ENTRIES SHOWN section start

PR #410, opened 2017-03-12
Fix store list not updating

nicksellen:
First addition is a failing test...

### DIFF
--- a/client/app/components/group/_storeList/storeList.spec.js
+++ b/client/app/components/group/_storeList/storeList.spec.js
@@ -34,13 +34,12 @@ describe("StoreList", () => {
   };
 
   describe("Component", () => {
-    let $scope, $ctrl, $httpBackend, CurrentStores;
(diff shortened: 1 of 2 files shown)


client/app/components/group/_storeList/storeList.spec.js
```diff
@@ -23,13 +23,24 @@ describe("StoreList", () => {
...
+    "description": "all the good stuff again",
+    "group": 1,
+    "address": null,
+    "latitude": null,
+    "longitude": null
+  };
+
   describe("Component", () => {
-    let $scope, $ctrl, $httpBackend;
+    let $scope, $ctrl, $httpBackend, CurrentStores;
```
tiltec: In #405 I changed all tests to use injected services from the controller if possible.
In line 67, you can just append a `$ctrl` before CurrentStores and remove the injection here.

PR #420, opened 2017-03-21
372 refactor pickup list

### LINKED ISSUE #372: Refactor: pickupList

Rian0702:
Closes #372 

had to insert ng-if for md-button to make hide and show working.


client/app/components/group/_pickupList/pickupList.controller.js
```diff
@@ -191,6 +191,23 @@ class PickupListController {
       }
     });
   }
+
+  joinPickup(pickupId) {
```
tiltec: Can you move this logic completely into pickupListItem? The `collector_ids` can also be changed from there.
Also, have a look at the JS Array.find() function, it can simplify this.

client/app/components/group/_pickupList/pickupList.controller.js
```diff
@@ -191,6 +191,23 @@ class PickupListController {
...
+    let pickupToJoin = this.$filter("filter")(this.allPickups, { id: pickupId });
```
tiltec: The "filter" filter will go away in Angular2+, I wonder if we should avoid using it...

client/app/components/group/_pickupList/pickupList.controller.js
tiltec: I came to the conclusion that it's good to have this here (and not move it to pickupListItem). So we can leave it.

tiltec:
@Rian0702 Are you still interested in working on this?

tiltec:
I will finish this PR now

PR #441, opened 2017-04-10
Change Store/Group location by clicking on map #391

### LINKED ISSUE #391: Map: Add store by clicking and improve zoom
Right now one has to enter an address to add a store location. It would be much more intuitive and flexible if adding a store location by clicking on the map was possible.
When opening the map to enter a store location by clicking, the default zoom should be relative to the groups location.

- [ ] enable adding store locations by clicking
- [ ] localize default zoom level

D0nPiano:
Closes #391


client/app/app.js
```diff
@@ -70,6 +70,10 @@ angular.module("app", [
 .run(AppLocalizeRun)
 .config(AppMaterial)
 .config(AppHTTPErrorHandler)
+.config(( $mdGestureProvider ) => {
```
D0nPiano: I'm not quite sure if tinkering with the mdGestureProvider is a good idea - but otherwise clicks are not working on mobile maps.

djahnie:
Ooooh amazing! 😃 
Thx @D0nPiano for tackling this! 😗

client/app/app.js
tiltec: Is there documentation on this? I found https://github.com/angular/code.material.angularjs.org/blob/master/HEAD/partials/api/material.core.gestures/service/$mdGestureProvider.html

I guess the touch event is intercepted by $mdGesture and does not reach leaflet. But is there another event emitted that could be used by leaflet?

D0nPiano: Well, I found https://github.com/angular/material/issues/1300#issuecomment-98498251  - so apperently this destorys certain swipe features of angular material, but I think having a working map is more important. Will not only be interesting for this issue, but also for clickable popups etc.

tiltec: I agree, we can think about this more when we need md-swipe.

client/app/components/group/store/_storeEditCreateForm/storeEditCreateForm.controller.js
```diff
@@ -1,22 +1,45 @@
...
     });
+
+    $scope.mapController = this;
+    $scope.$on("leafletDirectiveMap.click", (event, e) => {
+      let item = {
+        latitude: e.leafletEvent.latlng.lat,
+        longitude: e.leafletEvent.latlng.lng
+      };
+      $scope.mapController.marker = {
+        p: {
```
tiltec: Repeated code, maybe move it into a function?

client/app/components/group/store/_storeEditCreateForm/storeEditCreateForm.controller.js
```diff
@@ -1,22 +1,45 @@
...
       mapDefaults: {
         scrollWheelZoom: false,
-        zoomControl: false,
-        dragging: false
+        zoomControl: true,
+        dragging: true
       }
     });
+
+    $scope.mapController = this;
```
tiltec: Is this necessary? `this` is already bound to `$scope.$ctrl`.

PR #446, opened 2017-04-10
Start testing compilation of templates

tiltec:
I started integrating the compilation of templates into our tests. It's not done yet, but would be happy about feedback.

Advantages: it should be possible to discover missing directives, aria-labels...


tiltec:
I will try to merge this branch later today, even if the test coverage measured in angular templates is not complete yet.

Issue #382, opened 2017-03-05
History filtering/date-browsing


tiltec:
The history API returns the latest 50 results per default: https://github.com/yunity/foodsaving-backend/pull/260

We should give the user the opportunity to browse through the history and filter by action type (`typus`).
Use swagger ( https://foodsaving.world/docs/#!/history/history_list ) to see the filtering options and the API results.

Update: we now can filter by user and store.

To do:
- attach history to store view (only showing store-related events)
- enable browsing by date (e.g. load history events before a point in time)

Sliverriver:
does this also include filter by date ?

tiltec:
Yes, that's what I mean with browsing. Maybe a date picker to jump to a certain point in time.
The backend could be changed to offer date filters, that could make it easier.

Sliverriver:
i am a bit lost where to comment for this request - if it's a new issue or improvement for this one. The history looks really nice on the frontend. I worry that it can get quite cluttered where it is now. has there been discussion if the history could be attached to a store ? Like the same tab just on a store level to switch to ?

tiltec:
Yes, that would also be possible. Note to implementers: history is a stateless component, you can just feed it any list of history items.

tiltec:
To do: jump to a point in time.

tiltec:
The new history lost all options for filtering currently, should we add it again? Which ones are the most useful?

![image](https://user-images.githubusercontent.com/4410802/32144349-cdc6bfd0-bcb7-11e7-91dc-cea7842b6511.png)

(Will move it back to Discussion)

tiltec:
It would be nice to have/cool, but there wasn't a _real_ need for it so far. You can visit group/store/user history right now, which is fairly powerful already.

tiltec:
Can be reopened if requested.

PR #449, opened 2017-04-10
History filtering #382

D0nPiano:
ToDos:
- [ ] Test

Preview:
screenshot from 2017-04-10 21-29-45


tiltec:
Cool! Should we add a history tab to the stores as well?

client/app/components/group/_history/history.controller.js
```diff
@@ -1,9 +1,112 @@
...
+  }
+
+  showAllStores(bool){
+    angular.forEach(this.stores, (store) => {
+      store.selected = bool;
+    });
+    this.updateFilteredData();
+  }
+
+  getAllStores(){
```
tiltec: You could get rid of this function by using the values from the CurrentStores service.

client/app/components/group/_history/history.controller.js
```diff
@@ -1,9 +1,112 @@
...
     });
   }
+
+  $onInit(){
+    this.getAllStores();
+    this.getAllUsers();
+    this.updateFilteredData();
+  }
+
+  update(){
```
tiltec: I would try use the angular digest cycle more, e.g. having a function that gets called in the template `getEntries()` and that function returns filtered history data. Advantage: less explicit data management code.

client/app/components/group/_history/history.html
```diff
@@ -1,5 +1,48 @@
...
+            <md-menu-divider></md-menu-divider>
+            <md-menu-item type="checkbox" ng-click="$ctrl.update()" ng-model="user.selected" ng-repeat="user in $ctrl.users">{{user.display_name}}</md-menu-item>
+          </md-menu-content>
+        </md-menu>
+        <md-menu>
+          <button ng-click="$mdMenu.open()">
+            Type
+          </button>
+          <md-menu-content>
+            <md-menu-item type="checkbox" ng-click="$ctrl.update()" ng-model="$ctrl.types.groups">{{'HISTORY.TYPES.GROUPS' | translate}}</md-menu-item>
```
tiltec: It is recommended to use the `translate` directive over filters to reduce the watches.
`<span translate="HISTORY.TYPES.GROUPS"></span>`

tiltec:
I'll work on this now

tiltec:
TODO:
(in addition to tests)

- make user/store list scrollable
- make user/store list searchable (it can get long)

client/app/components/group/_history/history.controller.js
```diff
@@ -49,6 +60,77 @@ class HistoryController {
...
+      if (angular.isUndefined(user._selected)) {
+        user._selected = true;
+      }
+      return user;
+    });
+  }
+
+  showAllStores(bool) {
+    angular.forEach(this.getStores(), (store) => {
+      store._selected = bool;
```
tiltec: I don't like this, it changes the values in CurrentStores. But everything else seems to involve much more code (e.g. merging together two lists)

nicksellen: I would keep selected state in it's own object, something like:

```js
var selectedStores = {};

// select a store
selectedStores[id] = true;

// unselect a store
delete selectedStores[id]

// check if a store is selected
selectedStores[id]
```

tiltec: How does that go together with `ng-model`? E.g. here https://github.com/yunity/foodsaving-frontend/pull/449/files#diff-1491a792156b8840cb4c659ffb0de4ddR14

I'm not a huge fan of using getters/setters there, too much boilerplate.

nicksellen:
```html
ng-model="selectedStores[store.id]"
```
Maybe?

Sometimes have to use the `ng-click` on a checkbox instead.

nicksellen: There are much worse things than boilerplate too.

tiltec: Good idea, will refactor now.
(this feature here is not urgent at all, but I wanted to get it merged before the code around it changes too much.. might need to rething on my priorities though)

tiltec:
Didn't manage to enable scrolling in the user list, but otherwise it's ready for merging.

ENTRIES SHOWN section end

> WORK ORDER
When the word "nice" shows up in a line of the entries, pull that line out.

> TASK RESPONSE
i am a bit lost where to comment for this request - if it's a new issue or improvement for this one. The history looks really nice on the frontend. I worry that it can get quite cluttered where it is now. has there been discussion if the history could be attached to a store ? Like the same tab just on a store level to switch to ?
It would be nice to have/cool, but there wasn't a _real_ need for it so far. You can visit group/store/user history right now, which is fairly powerful already.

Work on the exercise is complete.